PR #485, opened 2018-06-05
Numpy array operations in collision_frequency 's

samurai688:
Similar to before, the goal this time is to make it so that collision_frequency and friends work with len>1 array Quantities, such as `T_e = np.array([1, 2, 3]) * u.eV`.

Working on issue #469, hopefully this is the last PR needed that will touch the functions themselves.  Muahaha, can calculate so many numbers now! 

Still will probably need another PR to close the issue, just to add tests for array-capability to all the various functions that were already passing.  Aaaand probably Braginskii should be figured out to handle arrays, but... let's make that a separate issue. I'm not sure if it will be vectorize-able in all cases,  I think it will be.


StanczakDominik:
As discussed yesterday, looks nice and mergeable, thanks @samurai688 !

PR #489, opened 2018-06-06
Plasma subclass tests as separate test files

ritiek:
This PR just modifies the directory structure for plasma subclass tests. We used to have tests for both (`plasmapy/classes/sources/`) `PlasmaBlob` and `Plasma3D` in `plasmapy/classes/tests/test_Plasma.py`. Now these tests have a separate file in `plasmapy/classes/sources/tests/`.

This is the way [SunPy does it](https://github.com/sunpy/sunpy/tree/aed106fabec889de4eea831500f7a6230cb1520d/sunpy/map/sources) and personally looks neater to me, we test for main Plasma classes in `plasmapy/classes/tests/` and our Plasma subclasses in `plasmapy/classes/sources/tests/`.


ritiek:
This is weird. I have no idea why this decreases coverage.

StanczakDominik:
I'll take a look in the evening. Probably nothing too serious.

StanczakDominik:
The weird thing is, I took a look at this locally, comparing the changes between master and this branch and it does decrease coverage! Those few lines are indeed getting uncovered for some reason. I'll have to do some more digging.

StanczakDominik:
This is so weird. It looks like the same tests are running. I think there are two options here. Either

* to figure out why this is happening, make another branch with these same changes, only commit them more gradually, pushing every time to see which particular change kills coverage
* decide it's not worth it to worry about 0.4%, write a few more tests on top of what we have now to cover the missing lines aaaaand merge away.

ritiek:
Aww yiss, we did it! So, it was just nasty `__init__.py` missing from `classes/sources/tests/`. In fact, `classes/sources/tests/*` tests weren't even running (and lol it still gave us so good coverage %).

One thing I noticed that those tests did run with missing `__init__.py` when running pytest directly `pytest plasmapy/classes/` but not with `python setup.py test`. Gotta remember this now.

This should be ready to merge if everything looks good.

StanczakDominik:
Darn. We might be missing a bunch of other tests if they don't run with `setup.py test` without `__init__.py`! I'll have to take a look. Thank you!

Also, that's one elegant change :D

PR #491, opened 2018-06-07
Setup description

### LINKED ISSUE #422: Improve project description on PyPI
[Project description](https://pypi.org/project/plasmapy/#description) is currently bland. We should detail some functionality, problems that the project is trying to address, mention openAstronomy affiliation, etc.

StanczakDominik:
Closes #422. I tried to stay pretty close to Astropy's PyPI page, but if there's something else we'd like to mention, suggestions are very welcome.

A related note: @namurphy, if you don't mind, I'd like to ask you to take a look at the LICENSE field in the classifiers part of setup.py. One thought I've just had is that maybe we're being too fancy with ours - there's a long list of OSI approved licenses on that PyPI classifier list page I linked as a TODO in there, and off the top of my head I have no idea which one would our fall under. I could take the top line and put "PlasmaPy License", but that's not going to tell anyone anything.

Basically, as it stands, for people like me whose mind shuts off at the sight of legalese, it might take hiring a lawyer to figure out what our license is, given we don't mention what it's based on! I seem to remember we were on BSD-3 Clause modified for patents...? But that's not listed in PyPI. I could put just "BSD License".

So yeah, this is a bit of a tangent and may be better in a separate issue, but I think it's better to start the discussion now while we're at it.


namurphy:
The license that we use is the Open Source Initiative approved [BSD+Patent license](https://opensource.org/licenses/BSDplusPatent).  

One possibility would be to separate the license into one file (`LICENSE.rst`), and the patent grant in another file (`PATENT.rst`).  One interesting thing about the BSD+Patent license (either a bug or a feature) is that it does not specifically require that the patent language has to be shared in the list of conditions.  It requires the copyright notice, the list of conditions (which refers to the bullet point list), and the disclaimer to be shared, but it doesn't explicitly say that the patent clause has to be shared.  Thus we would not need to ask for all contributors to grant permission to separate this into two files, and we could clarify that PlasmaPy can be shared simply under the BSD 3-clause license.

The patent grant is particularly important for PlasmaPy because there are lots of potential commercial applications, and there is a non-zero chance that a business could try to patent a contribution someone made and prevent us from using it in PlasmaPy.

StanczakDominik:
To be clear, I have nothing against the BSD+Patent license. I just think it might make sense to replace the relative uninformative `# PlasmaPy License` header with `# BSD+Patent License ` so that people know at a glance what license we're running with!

--

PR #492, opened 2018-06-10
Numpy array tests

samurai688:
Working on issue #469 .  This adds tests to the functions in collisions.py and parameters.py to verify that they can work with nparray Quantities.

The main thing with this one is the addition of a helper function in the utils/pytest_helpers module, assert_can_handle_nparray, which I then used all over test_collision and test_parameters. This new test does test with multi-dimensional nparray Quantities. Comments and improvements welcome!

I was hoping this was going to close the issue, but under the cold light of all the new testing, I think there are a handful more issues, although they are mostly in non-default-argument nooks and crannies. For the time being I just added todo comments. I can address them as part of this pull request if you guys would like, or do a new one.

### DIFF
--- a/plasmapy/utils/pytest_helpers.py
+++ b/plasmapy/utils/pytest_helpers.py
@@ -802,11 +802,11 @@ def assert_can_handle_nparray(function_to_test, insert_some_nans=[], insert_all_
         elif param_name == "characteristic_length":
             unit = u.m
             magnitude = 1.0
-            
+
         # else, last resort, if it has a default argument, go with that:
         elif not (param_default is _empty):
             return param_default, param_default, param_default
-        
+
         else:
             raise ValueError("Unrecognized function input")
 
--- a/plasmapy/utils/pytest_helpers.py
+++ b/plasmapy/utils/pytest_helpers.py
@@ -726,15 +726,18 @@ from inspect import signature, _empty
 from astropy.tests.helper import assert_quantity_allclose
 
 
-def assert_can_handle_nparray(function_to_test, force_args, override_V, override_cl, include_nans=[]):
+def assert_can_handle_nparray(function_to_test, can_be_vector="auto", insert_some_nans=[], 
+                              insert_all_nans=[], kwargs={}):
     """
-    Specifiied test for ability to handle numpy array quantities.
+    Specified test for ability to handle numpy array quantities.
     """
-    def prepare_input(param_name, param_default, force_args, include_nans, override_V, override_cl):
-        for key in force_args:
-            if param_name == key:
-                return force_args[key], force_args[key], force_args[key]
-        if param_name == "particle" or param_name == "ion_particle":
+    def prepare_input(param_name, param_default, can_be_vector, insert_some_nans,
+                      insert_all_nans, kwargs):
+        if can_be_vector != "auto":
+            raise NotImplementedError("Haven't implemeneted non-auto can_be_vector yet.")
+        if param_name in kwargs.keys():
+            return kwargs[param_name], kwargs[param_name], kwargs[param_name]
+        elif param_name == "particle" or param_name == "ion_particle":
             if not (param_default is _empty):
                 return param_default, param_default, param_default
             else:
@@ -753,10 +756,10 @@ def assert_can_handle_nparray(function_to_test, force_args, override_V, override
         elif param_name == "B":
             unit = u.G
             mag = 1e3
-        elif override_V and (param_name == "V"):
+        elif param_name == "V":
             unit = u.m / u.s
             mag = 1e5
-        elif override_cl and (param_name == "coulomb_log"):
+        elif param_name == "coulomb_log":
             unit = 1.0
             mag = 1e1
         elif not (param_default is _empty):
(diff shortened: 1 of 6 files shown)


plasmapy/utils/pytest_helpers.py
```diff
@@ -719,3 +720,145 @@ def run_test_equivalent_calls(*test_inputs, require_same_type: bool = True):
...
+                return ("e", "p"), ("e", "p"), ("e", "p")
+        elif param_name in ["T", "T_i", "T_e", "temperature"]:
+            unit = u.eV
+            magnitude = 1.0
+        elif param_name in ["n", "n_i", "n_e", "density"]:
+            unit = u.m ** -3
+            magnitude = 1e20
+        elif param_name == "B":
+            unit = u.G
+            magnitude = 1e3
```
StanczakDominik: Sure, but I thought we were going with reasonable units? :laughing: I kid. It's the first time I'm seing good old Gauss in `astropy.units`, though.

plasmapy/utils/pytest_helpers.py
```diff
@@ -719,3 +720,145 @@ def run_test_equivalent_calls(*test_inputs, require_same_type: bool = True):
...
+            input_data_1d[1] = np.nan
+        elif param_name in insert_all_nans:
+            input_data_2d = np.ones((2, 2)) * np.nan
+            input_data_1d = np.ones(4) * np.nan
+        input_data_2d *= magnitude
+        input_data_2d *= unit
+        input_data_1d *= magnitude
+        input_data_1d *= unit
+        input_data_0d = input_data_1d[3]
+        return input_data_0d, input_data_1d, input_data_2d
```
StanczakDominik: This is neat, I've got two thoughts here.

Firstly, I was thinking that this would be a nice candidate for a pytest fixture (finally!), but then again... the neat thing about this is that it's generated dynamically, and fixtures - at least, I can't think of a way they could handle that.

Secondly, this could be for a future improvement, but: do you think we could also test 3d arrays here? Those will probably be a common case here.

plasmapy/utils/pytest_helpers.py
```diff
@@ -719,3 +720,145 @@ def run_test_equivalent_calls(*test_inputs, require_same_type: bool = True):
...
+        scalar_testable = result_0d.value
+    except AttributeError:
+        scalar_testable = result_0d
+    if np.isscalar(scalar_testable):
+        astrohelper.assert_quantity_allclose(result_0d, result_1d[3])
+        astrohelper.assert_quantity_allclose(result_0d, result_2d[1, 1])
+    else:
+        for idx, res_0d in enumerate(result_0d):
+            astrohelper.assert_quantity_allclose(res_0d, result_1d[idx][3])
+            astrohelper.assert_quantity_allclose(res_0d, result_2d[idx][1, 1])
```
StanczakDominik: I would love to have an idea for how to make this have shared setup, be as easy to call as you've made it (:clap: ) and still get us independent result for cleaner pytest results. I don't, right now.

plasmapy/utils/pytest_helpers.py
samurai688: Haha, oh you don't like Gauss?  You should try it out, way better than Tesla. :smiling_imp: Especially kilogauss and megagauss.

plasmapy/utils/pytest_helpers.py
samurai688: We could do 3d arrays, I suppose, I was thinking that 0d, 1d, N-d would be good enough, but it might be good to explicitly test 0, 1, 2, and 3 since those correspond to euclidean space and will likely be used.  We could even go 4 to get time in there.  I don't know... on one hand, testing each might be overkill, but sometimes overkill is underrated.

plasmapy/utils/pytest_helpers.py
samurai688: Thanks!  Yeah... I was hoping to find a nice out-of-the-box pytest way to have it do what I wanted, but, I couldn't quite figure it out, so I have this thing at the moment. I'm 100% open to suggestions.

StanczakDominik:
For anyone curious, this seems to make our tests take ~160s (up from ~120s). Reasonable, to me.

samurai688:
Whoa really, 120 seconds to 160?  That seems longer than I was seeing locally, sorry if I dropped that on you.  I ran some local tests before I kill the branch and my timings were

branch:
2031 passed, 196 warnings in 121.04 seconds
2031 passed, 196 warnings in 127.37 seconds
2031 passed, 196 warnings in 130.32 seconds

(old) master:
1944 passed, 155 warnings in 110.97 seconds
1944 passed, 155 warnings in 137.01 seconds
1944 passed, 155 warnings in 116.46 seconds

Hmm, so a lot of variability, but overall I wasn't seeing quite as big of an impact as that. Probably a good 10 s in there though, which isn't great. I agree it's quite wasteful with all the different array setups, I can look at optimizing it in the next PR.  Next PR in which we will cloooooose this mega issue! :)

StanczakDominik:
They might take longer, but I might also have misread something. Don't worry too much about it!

TASK STATEMENT: Using the entries above, extract exactly the span from the line with "PR #489, opened 2018-06-06" to the line with "change kills coverage", both lines included; leave out everything else.

EXERCISE SOLUTION:
PR #489, opened 2018-06-06
Plasma subclass tests as separate test files

ritiek:
This PR just modifies the directory structure for plasma subclass tests. We used to have tests for both (`plasmapy/classes/sources/`) `PlasmaBlob` and `Plasma3D` in `plasmapy/classes/tests/test_Plasma.py`. Now these tests have a separate file in `plasmapy/classes/sources/tests/`.

This is the way [SunPy does it](https://github.com/sunpy/sunpy/tree/aed106fabec889de4eea831500f7a6230cb1520d/sunpy/map/sources) and personally looks neater to me, we test for main Plasma classes in `plasmapy/classes/tests/` and our Plasma subclasses in `plasmapy/classes/sources/tests/`.


ritiek:
This is weird. I have no idea why this decreases coverage.

StanczakDominik:
I'll take a look in the evening. Probably nothing too serious.

StanczakDominik:
The weird thing is, I took a look at this locally, comparing the changes between master and this branch and it does decrease coverage! Those few lines are indeed getting uncovered for some reason. I'll have to do some more digging.

StanczakDominik:
This is so weird. It looks like the same tests are running. I think there are two options here. Either

* to figure out why this is happening, make another branch with these same changes, only commit them more gradually, pushing every time to see which particular change kills coverage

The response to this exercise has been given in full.